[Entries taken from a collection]
=== Section Start ===

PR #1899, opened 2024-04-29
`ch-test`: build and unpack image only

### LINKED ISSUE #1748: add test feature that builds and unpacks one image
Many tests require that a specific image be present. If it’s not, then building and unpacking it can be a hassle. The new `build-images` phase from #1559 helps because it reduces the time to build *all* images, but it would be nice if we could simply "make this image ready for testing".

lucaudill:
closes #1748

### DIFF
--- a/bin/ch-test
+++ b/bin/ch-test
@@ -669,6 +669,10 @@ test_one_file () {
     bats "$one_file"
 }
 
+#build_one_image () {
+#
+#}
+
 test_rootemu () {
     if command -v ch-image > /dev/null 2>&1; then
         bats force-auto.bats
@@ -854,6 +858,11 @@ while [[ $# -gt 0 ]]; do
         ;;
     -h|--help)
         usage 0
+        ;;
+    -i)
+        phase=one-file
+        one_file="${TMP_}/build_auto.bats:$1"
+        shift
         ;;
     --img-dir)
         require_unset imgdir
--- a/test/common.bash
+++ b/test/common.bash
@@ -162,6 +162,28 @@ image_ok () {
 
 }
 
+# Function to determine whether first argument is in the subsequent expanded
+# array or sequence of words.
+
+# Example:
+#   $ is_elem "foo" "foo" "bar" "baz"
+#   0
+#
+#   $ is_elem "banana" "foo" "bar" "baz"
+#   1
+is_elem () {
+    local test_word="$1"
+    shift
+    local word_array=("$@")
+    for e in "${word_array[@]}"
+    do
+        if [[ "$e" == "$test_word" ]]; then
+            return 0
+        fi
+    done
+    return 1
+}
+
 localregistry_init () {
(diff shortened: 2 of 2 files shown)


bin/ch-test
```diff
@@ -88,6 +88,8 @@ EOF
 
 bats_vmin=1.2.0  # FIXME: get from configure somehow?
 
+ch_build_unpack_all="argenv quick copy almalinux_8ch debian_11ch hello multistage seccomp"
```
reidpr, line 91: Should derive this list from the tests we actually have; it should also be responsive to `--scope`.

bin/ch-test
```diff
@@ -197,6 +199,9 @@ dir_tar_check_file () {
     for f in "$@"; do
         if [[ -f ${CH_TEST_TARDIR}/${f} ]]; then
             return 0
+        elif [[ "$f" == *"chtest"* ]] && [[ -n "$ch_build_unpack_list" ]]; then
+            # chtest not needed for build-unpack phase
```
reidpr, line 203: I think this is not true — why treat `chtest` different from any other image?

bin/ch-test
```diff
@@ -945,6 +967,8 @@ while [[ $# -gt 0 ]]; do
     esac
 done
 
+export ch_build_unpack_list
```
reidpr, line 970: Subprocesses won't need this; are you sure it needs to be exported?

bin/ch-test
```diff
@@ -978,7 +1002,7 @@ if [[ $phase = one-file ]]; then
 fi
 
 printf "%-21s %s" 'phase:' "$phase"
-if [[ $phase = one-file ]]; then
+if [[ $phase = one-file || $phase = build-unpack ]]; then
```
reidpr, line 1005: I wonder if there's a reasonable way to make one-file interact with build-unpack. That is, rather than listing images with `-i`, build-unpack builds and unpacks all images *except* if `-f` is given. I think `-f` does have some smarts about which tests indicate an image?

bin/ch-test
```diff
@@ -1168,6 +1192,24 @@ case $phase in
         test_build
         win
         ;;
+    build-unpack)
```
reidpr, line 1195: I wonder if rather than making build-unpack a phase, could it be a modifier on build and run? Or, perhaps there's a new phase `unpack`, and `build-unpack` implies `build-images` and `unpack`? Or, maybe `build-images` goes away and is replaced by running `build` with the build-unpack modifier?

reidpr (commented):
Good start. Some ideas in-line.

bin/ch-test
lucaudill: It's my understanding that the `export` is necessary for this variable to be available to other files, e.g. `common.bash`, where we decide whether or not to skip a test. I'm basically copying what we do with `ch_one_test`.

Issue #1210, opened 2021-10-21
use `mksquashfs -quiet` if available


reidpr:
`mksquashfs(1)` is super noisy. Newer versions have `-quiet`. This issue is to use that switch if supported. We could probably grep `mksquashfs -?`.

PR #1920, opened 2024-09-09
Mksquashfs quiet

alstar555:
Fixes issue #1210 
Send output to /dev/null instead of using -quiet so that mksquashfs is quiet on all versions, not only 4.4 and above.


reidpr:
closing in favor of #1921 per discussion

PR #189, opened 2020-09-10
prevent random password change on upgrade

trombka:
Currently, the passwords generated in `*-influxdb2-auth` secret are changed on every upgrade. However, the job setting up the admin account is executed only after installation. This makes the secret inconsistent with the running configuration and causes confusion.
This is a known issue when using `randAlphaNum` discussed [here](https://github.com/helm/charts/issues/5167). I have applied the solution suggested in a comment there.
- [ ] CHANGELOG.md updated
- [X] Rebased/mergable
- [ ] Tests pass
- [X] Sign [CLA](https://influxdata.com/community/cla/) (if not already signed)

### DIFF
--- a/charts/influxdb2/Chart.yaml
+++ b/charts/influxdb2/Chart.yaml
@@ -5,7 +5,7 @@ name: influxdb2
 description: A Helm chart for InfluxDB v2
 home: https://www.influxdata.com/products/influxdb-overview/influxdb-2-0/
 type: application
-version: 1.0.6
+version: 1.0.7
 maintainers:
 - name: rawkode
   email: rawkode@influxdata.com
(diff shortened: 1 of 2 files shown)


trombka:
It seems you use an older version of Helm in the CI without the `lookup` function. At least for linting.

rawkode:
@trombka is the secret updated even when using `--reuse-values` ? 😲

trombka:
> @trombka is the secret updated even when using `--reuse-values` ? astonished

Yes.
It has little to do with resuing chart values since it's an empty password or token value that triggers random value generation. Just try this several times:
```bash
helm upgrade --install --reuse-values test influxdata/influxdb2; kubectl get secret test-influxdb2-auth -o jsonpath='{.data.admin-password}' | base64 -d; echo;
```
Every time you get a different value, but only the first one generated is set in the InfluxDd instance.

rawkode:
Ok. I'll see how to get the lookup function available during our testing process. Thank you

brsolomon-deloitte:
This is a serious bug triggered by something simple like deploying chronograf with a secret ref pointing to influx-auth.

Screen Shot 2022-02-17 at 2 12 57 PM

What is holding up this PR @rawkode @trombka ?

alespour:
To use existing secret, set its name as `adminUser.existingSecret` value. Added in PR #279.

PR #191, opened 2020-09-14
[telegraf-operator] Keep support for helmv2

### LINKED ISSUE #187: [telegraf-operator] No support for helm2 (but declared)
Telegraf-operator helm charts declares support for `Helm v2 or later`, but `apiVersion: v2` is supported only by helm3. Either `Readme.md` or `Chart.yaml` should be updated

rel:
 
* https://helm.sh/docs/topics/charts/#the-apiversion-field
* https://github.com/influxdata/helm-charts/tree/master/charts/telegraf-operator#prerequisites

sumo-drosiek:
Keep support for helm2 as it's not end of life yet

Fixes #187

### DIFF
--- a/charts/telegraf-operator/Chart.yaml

=== Section End ===

## Assigned task
Output all of the entries, exactly as they are written.

## Worked solution
PR #1899, opened 2024-04-29
`ch-test`: build and unpack image only

### LINKED ISSUE #1748: add test feature that builds and unpacks one image
Many tests require that a specific image be present. If it’s not, then building and unpacking it can be a hassle. The new `build-images` phase from #1559 helps because it reduces the time to build *all* images, but it would be nice if we could simply "make this image ready for testing".

lucaudill:
closes #1748

### DIFF
--- a/bin/ch-test
+++ b/bin/ch-test
@@ -669,6 +669,10 @@ test_one_file () {
     bats "$one_file"
 }
 
+#build_one_image () {
+#
+#}
+
 test_rootemu () {
     if command -v ch-image > /dev/null 2>&1; then
         bats force-auto.bats
@@ -854,6 +858,11 @@ while [[ $# -gt 0 ]]; do
         ;;
     -h|--help)
         usage 0
+        ;;
+    -i)
+        phase=one-file
+        one_file="${TMP_}/build_auto.bats:$1"
+        shift
         ;;
     --img-dir)
         require_unset imgdir
--- a/test/common.bash
+++ b/test/common.bash
@@ -162,6 +162,28 @@ image_ok () {
 
 }
 
+# Function to determine whether first argument is in the subsequent expanded
+# array or sequence of words.
+
+# Example:
+#   $ is_elem "foo" "foo" "bar" "baz"
+#   0
+#
+#   $ is_elem "banana" "foo" "bar" "baz"
+#   1
+is_elem () {
+    local test_word="$1"
+    shift
+    local word_array=("$@")
+    for e in "${word_array[@]}"
+    do
+        if [[ "$e" == "$test_word" ]]; then
+            return 0
+        fi
+    done
+    return 1
+}
+
 localregistry_init () {
(diff shortened: 2 of 2 files shown)


bin/ch-test
```diff
@@ -88,6 +88,8 @@ EOF
 
 bats_vmin=1.2.0  # FIXME: get from configure somehow?
 
+ch_build_unpack_all="argenv quick copy almalinux_8ch debian_11ch hello multistage seccomp"
```
reidpr, line 91: Should derive this list from the tests we actually have; it should also be responsive to `--scope`.

bin/ch-test
```diff
@@ -197,6 +199,9 @@ dir_tar_check_file () {
     for f in "$@"; do
         if [[ -f ${CH_TEST_TARDIR}/${f} ]]; then
             return 0
+        elif [[ "$f" == *"chtest"* ]] && [[ -n "$ch_build_unpack_list" ]]; then
+            # chtest not needed for build-unpack phase
```
reidpr, line 203: I think this is not true — why treat `chtest` different from any other image?

bin/ch-test
```diff
@@ -945,6 +967,8 @@ while [[ $# -gt 0 ]]; do
     esac
 done
 
+export ch_build_unpack_list
```
reidpr, line 970: Subprocesses won't need this; are you sure it needs to be exported?

bin/ch-test
```diff
@@ -978,7 +1002,7 @@ if [[ $phase = one-file ]]; then
 fi
 
 printf "%-21s %s" 'phase:' "$phase"
-if [[ $phase = one-file ]]; then
+if [[ $phase = one-file || $phase = build-unpack ]]; then
```
reidpr, line 1005: I wonder if there's a reasonable way to make one-file interact with build-unpack. That is, rather than listing images with `-i`, build-unpack builds and unpacks all images *except* if `-f` is given. I think `-f` does have some smarts about which tests indicate an image?

bin/ch-test
```diff
@@ -1168,6 +1192,24 @@ case $phase in
         test_build
         win
         ;;
+    build-unpack)
```
reidpr, line 1195: I wonder if rather than making build-unpack a phase, could it be a modifier on build and run? Or, perhaps there's a new phase `unpack`, and `build-unpack` implies `build-images` and `unpack`? Or, maybe `build-images` goes away and is replaced by running `build` with the build-unpack modifier?

reidpr (commented):
Good start. Some ideas in-line.

bin/ch-test
lucaudill: It's my understanding that the `export` is necessary for this variable to be available to other files, e.g. `common.bash`, where we decide whether or not to skip a test. I'm basically copying what we do with `ch_one_test`.

Issue #1210, opened 2021-10-21
use `mksquashfs -quiet` if available


reidpr:
`mksquashfs(1)` is super noisy. Newer versions have `-quiet`. This issue is to use that switch if supported. We could probably grep `mksquashfs -?`.

PR #1920, opened 2024-09-09
Mksquashfs quiet

alstar555:
Fixes issue #1210 
Send output to /dev/null instead of using -quiet so that mksquashfs is quiet on all versions, not only 4.4 and above.


reidpr:
closing in favor of #1921 per discussion

PR #189, opened 2020-09-10
prevent random password change on upgrade

trombka:
Currently, the passwords generated in `*-influxdb2-auth` secret are changed on every upgrade. However, the job setting up the admin account is executed only after installation. This makes the secret inconsistent with the running configuration and causes confusion.
This is a known issue when using `randAlphaNum` discussed [here](https://github.com/helm/charts/issues/5167). I have applied the solution suggested in a comment there.
- [ ] CHANGELOG.md updated
- [X] Rebased/mergable
- [ ] Tests pass
- [X] Sign [CLA](https://influxdata.com/community/cla/) (if not already signed)

### DIFF
--- a/charts/influxdb2/Chart.yaml
+++ b/charts/influxdb2/Chart.yaml
@@ -5,7 +5,7 @@ name: influxdb2
 description: A Helm chart for InfluxDB v2
 home: https://www.influxdata.com/products/influxdb-overview/influxdb-2-0/
 type: application
-version: 1.0.6
+version: 1.0.7
 maintainers:
 - name: rawkode
   email: rawkode@influxdata.com
(diff shortened: 1 of 2 files shown)


trombka:
It seems you use an older version of Helm in the CI without the `lookup` function. At least for linting.

rawkode:
@trombka is the secret updated even when using `--reuse-values` ? 😲

trombka:
> @trombka is the secret updated even when using `--reuse-values` ? astonished

Yes.
It has little to do with resuing chart values since it's an empty password or token value that triggers random value generation. Just try this several times:
```bash
helm upgrade --install --reuse-values test influxdata/influxdb2; kubectl get secret test-influxdb2-auth -o jsonpath='{.data.admin-password}' | base64 -d; echo;
```
Every time you get a different value, but only the first one generated is set in the InfluxDd instance.

rawkode:
Ok. I'll see how to get the lookup function available during our testing process. Thank you

brsolomon-deloitte:
This is a serious bug triggered by something simple like deploying chronograf with a secret ref pointing to influx-auth.

Screen Shot 2022-02-17 at 2 12 57 PM

What is holding up this PR @rawkode @trombka ?

alespour:
To use existing secret, set its name as `adminUser.existingSecret` value. Added in PR #279.

PR #191, opened 2020-09-14
[telegraf-operator] Keep support for helmv2

### LINKED ISSUE #187: [telegraf-operator] No support for helm2 (but declared)
Telegraf-operator helm charts declares support for `Helm v2 or later`, but `apiVersion: v2` is supported only by helm3. Either `Readme.md` or `Chart.yaml` should be updated

rel:
 
* https://helm.sh/docs/topics/charts/#the-apiversion-field
* https://github.com/influxdata/helm-charts/tree/master/charts/telegraf-operator#prerequisites

sumo-drosiek:
Keep support for helm2 as it's not end of life yet

Fixes #187

### DIFF
--- a/charts/telegraf-operator/Chart.yaml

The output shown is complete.